Mumbai:  In spite of opening up of the construction sector and workers returning in droves back to Mumbai, work on the construction sector seems sluggish and is yet to take off.

“Work has resumed in only about 40 per cent of the total 4205 projects in the Mumbai Metropolitan Region (MMR). Within this 40 per cent of projects, work has resumed in full swing in only about 10 per cent of the projects,” Pankaj Kapoor, managing director of Liases Foras, a data analytics non-broking real estate firm told thenews21.com. 

Kapoor argues that this slow pace of work has to do with the lack of liquidity in the construction sector due to the crashing of sales due to Covid pandemic, rather than the shortage of workers.

“Even if the workers were to return, how many builders could afford to get them back? To resume work, payments have to be made to contractors and cash flows are dependent on the progress of construction made. Cash flows are stressed with sales not taking place and outstandings from mortgages are not being disbursed,” says Kapoor.  

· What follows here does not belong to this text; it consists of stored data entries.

PR #35, opened 2023-03-07
Homework 4 lpitu

Lys4nder:


products.cpp
```diff
@@ -0,0 +1,93 @@
...
+beverages::beverages(std::string name, float price, int quantity) : product(name, price, quantity)
+{}
+
+nonAlcoholicDrinks::nonAlcoholicDrinks(std::string name, float price, int quantity) : beverages(name, price, quantity)
+{}
+
+alcoholicDrinks::alcoholicDrinks(std::string name, float price, int quantity) : beverages(name, price, quantity)
+{}
+
+bool nonAlcoholicDrinks::isSafe()
```
CristianIonutIonescu, line 39: nothing wrong with them but I encourage you to read a little bit about `constexpr`

customer.cpp
```diff
@@ -0,0 +1,60 @@
...
+
+float customer::getMoneySpent()
+{
+    return moneySpent_;
+}
+
+void customer::spendMoney(float s)
+{
+    moneySpent_ += s;
+}
```
CristianIonutIonescu, line 24: nothing wrong but I suggest reading about inline methods

main.cpp
```diff
@@ -0,0 +1,47 @@
+#include <iostream>
+#include <vector>
+#include "products.hpp"
+#include "customer.hpp"
+
+int main()
+{
+    system("clear");
```
CristianIonutIonescu, line 8: indentation

CristianIonutIonescu (commented):
Great job with this draft. I've left some comments there but nothing that would require a `Request Change` review. 
PS: some comments that I have made regarding customers are true for products as well

customer.cpp
```diff
@@ -0,0 +1,60 @@
...
+{
+    return getAge() > 17;
+}
+
+float regularCustomer::getDiscount(float sum)
+{
+    //discount is in percentages
+    sum -= sum*discount_/100;
+    return sum;
+}
```
marisvali, line 45: This method doesn't get the discount, it applies the discount. When you have a getDiscount and a member called discount_ I immediately think getDiscount will return the value of discount_. The function name should save the reader this confusion. Maybe something like getPriceAfterDiscount or getDiscountedPrice.

products.hpp
```diff
@@ -0,0 +1,72 @@
...
+    private:
+        std::string name_;
+        float price_;
+        int quantity_;
+};
+
+class beverages : public product {
+    public:
+        beverages(std::string name, float price, int quantity);
+        virtual bool isSafe() = 0;
```
marisvali, line 23: It's fun to add new functions in the middle of the hierarchy, because it justifies the hierarchy. Only some products are beverages and only beverages are safe or not safe. Only some products are food and only foods can be eco or not. It makes sense so far.

However, now you have the following problem: the whole point of polymorphism is to use the objects of derived classes through their base class. So should the store contain a list of products? But then it can't find out if a product is safe. Then it needs to keep a list of foods and a list of beverages. But then whenever I want to do something with my whole inventory, I have to work with 2 lists instead of one. Example:

```
void clearInventory()
{
    foods.clear();
    beverages.clear();
}

int inventoryValue()
{
   int total = 0;
   for (auto food: foods)
   {
      total += food.getPrice();
   }
   for (auto beverage: beverages)
   {
      total += beverage.getPrice();
   }
}
```

Whenever a customer wants to buy a product, the store needs to check if the product is still available. Again, it needs to check which category the product belongs to then check the right list to see if the product is available. But this is exactly the problem that polymorphism tries to solve. And the point of the homework is to show how you can use polymorphism and SOLID to solve problems you would have without them.

marisvali (changes requested):
The project as it is doesn't use polymorphism and doesn't show SOLID principles in action.

"Extend(or implement from scratch) a general store"
"increasing income"
"Class for printing"
"customer enters shop, ask for a product"

products.cpp
Lys4nder: you mean to use constexpr for isSafe or constructor?

customer.cpp
```diff
@@ -0,0 +1,56 @@
+#include "customer.hpp"
+
+customer::customer(std::string name, int age) : name_(name), age_(age)
+{}
+
+inline const std::string& customer::getName()
+{
+    return name_;
+}
+
```
CristianIonutIonescu, line 10: Inline functions are usually defined inside class declaration (within the header files)

main.cpp
```diff
@@ -0,0 +1,39 @@
...
+#include <memory>
+#include "products.hpp"
+#include "customer.hpp"
+
+int main()
+{
+    system("clear");
+    
+
+    std::vector<vegetables> veggies;
```
CristianIonutIonescu, line 12: This whole block of code(reviewing from phone) is dangerous, you're assigning the addresses of these objects to another vector. If you were to limit the lifetime of your vectors, the one containing pointers to them would result in crash at best, indeterminate behavior.
You must dynamically allocate your memory for polymorphism

store.hpp
```diff
@@ -0,0 +1,26 @@
...
+        void setProducts(std::vector<product>);
+  
+    private:
+        std::string name_;
+        float moneyMade_;
+
+};
+
+
+class printStore {
```
CristianIonutIonescu, line 19: I know it's not final, but from the looks of it, you're not making use of polymorphism here. Printer shouldn't care what type of costumer or product it prints.

CristianIonutIonescu (commented):
Left a couple more comments. Please have a look

CristianIonutIonescu (approved):

marisvali (approved):

PR #37, opened 2023-03-08
Upload homework 4

oprisor-adrian:


course_4_homework/include/customer/customer.h
```diff
@@ -0,0 +1,37 @@
...
+    Customer();
+    Customer(const std::string&, const std::string&, 
+	     const std::map<Product, uint8_t>& = {});
+    Customer(const Customer&);
+    Customer(Customer&&);
+    Customer& operator=(const Customer&);
+    Customer& operator=(Customer&&);
+    ~Customer();
+    // return the amount that customer have to pay
+    virtual double CheckOut(Store&) const;
```
marisvali, line 21: CheckOut sounds like it says "perform checkout". But the function actually returns the amount that the customer has to pay. You added the comment, which means the name of the function doesn't properly describe what the function does. Try to find a better name.

course_4_homework/include/product.h
```diff
@@ -0,0 +1,29 @@
...
+    void SetAgeLimit(const uint8_t&);
+    std::string GetName() const;
+    std::string GetCategory() const;
+    double GetPrice() const;
+    uint8_t GetAgeLimit() const;
+  private:
+    std::string name_;
+    std::string category_;
+    double price_;
+    uint8_t age_limit_;
```
marisvali, line 27: Careful. You've defined a very flexible Product class which means there's need or room for a hierarchy of different kinds of products. This works well if you just want to have a store that works. But the point of the homework is to practice polymorphism and SOLID. I suggest making the Product class less flexible and creating a hierarchy of products.

course_4_homework/src/customer/customer.cc
```diff
@@ -0,0 +1,106 @@
...
+  for(const auto& [product, quantity] : shopping_cart_){
+    amount += product.GetPrice() * quantity;
+    market.SellProduct(product, quantity);
+  }
+  market.AddIncome(amount);
+  return amount; 
+}
+
+void Customer::AddToCart(const std::pair<Product, uint8_t>& item){
+  if(item.first){
```
marisvali, line 55: The if is redundant. This makes sense in Java/C# where all objects are references and they can be null. However in C++ objects are values and item.first will always be of type Product, which will always be non-null (only Product* can be null).

course_4_homework/src/customer/customer.cc
```diff
@@ -0,0 +1,106 @@
...
+void Customer::RemoveProduct(const Product& product, const uint8_t& amount){
+  if(auto search = shopping_cart_.find(product); search != shopping_cart_.end()){
+    if(amount == 0 || search->second - amount < 0){
+      shopping_cart_.erase(product);
+      return;
+    }
+    shopping_cart_[product] = search->second - amount;
+    return;
+  } 
+  std::cout << "Product " << product.GetName() << " no't found!\n";
```
marisvali, line 81: Don't write more than one instruction in a single line. C++ is very flexible and lets you do all sorts of things. But you should always put separate instructions on separate lines. Instead of
`if(auto search = shopping_cart_.find(product); search != shopping_cart_.end()){`
do
```
auto search = shopping_cart_.find(product);
if(search != shopping_cart_.end()){
```
Spelling error in "no't found".
And if you're using early returns, you can do this:
auto search = shopping_cart_.find(product);
```
  if(search == shopping_cart_.end()){
    std::cout << "Product " << product.GetName() << " no't found!\n";
    return;
  }
  if(amount == 0 || search->second - amount < 0){
    shopping_cart_.erase(product);
    return;
  }
  shopping_cart_[product] = search->second - amount;
```

marisvali (changes requested):
The project doesn't show polymorphism or SOLID in action. There aren't multiple products. Too much is missing to provide more feedback or guidance.

"Multiple types of products"
"Class for printing"
"In main, simulate multiple shopping situations"

course_4_homework/include/printer.h
```diff
@@ -0,0 +1,35 @@
...
+  public:
+    Printer(const object obj);
+    void Print();
+    void Write(const std::string& filename);
+  private:
+    object obj_;
+};
+#endif  // STORE_SIMULATOR_INCLUDE_PRINTER_H_
+
+template<class object>
```
CristianIonutIonescu, line 18: Although it works this way, the scope of the requirement was to use polymorphism here.

course_4_homework/include/printer.h
```diff
@@ -0,0 +1,35 @@
...
+class Printer{
+  public:
+    Printer(const object obj);
+    void Print();
+    void Write(const std::string& filename);
+  private:
+    object obj_;
+};
+#endif  // STORE_SIMULATOR_INCLUDE_PRINTER_H_
```
CristianIonutIonescu, line 16: If you add your endif here, all below it will be included in each file you include this header. #endif should be at the end of the file

CristianIonutIonescu (approved):
Although there are many things that can be addressed, I consider that the majority of the requirements were met on a level enough for me to consider the homework done.

course_4_homework/main.cc
```diff
@@ -0,0 +1,38 @@
...
+#include "include/customer/customer.h"
+#include "include/customer/underage_customer.h"
+
+int main(){
+  std::map<Product*, uint32_t> items;
+  Product* prod1 = new Book("BookName", 25.6, "BookAuthor", 145);
+  items.insert({prod1, 20});
+  Product* prod2 = new Toy("Toy",45.1234, 15);
+  items.insert({prod2, 30});
+  Store store(0.0, "MyStore", "somewhere", items);
```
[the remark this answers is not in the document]
oprisor-adrian: I made a little mistake here. I did some tests using smart pointers and forgot to change them. Thank you for pointing out the mistake.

Also Read: Construction workers to strike to protest on August 24 demanding Covid aid

According to first-quarter results from April – June 2020 in the MMR region, Liases Foras found that sales have plummeted by 62 per cent in MMR in the first-quarter results as compared to the Q1 results of last year. The MMR region saw sales of just 6396 housing units in Q1 this year as compared to the 17,151 housing units sold in Q1 of 2019-20. This was despite 44 per cent of projects offering discounted schemes like cash discounts, GST and car parking waivers, gold coins, modular kitchens, air conditioners, television sets etc

Kapoor estimates that recovery of the real estate market could take about a year, though the turnaround could start as early as during the Diwali festive season. “It should take about 12-18 months to restore the confidence of the market. This is because the sales were not very healthy even before the pandemic started,” he says.

“Though the government did offer incentives on the supply side to builders, not many developers qualified to receive those benefits. It will take some measure on the supply sides from the government to restore the situation. Government hasn’t given any incentives to show the consumers, though the new tax regime did provide an exemption to those who invest in property. It could offer some incentives in stamp duty rates and in GST for consumers,” observes Kapoor. 

Mumbai continues to have an unsold inventory of 29,1211 housing units, which is a 2 per cent drop compared to the Q1 results last year, due to fewer new launches this year. A price correction of Rs 11,659 per sq.ft in Q1 as compared to the prevailing pre-Covid rate of Rs 12,729 psft in the first quarter of 19-20, has failed to enthuse the slagging market due to huge jobs cuts and economic losses due to pandemic.